Could you write out every entry exactly as it stands?
[Opening Records shown section]
PR #1381, opened 2024-05-01
Fix inline method to check access modifiers of inlined code

### LINKED ISSUE #1358: Inline method refactoring leads to syntax errors
Eclipse version：2023-9

Repeat the steps：

1. select “staticMethod()”
2 . click “Refactor-inlinemethod”

class MyClass {
    private static int value = 10;
    public static void staticMethod() {
        System.out.println("Value: " + value);
    }
}

class AnotherClass {
    private int value = 20;
    public void callStaticMethod() {
        new MyClass().staticMethod(); 
    }
}

Refactoring result:

image

jjohnstn:
- add new checkAccessCompatible() method to SourceProvider that checks if code from declaration can be moved to target without causing an access violation
- add new AccessVisitor to SourceAnalyzer to log non-public accesses (private, package-private, and protected)
- add call to checkAccessCompatible() in CallInliner
- add new tests to InlineMethodTests
- fixes #1358

## What it does

Fixes inline method to consider the various access modifiers of members being accessed by the code to be inlined and to fail if there would be access violations from performing the inline.

## How to test

See issue and new tests.

## Author checklist

### DIFF
--- a/org.eclipse.jdt.core.manipulation/core extension/org/eclipse/jdt/internal/corext/dom/ASTNodes.java
+++ b/org.eclipse.jdt.core.manipulation/core extension/org/eclipse/jdt/internal/corext/dom/ASTNodes.java
@@ -2526,15 +2526,15 @@ public class ASTNodes {
 	 * @param node the node
 	 * @return the top-level AbstractTypeDeclaration node for the file that node is in
 	 */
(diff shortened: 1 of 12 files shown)


jjohnstn:
Test failure is known unstable test and nothing to do with this change.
[Closing Records shown section]
**Answer for the task:**
PR #1381, opened 2024-05-01
Fix inline method to check access modifiers of inlined code

### LINKED ISSUE #1358: Inline method refactoring leads to syntax errors
Eclipse version：2023-9

Repeat the steps：

1. select “staticMethod()”
2 . click “Refactor-inlinemethod”

class MyClass {
    private static int value = 10;
    public static void staticMethod() {
        System.out.println("Value: " + value);
    }
}

class AnotherClass {
    private int value = 20;
    public void callStaticMethod() {
        new MyClass().staticMethod(); 
    }
}

Refactoring result:

image

jjohnstn:
- add new checkAccessCompatible() method to SourceProvider that checks if code from declaration can be moved to target without causing an access violation
- add new AccessVisitor to SourceAnalyzer to log non-public accesses (private, package-private, and protected)
- add call to checkAccessCompatible() in CallInliner
- add new tests to InlineMethodTests
- fixes #1358

## What it does

Fixes inline method to consider the various access modifiers of members being accessed by the code to be inlined and to fail if there would be access violations from performing the inline.

## How to test

See issue and new tests.

## Author checklist

### DIFF
--- a/org.eclipse.jdt.core.manipulation/core extension/org/eclipse/jdt/internal/corext/dom/ASTNodes.java
+++ b/org.eclipse.jdt.core.manipulation/core extension/org/eclipse/jdt/internal/corext/dom/ASTNodes.java
@@ -2526,15 +2526,15 @@ public class ASTNodes {
 	 * @param node the node
 	 * @return the top-level AbstractTypeDeclaration node for the file that node is in
 	 */
(diff shortened: 1 of 12 files shown)


jjohnstn:
Test failure is known unstable test and nothing to do with this change.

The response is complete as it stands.